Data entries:

* * * *

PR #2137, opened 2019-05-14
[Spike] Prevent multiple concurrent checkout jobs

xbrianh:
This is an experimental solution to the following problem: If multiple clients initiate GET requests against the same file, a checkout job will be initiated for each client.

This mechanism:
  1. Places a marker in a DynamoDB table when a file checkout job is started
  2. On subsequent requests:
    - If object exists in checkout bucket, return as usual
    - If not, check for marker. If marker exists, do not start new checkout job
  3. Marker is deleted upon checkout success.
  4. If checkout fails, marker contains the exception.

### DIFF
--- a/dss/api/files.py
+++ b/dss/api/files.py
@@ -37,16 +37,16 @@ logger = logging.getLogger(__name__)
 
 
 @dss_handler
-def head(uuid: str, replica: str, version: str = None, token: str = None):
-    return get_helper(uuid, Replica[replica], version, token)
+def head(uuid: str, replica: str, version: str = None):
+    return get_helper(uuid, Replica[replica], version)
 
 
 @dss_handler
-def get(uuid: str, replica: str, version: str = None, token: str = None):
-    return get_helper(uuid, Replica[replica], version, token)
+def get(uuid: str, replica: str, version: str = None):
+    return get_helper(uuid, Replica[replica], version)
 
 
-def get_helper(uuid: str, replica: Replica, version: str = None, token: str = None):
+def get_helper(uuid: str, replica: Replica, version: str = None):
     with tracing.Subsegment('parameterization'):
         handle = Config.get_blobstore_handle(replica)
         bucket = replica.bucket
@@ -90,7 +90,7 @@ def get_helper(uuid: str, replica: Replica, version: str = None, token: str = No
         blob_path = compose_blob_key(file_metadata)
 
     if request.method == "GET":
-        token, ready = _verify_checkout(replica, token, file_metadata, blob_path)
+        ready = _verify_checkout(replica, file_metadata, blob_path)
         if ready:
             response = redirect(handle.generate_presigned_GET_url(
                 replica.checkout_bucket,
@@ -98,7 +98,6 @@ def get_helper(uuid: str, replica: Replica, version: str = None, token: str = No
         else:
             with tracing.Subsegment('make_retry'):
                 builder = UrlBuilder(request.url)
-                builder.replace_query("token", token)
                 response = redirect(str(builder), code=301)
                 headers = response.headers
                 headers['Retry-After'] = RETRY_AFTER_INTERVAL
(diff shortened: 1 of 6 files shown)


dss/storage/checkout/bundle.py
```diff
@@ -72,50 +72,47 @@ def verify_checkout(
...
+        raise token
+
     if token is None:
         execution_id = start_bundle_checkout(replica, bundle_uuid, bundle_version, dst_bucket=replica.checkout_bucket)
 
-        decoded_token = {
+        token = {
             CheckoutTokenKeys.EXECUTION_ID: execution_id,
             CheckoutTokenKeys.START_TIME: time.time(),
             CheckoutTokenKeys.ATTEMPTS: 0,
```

* * * *

TASK: Pull out each line of the records holding the string "response".

SOLVED PROBLEM:
             response = redirect(handle.generate_presigned_GET_url(
                 response = redirect(str(builder), code=301)
                 headers = response.headers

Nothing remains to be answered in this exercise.